(Stored data entries)
-----

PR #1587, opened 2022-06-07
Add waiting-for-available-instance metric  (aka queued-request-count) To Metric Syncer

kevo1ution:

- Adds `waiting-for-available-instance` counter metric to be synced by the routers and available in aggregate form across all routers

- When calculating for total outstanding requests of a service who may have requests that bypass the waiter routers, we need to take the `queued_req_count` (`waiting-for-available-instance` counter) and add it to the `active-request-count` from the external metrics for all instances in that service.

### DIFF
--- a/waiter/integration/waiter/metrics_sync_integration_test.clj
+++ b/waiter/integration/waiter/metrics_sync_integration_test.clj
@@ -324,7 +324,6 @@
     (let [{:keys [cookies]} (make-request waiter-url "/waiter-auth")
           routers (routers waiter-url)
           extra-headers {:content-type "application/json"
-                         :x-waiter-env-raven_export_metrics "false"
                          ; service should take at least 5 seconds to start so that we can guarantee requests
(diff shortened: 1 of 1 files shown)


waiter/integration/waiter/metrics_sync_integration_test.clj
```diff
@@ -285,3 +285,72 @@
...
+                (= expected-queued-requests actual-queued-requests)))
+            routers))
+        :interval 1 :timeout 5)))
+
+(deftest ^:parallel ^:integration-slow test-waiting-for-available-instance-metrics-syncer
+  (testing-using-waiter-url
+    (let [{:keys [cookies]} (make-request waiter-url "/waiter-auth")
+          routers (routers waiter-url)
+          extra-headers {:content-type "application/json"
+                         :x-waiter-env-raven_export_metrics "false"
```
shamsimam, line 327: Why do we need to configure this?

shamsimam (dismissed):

-----

◆ What the exercise asks ◆
Please copy exactly the lines from the first line of the records above through the line containing "across all routers", including both, and nothing more.

◆ Written response ◆
PR #1587, opened 2022-06-07
Add waiting-for-available-instance metric  (aka queued-request-count) To Metric Syncer

kevo1ution:

- Adds `waiting-for-available-instance` counter metric to be synced by the routers and available in aggregate form across all routers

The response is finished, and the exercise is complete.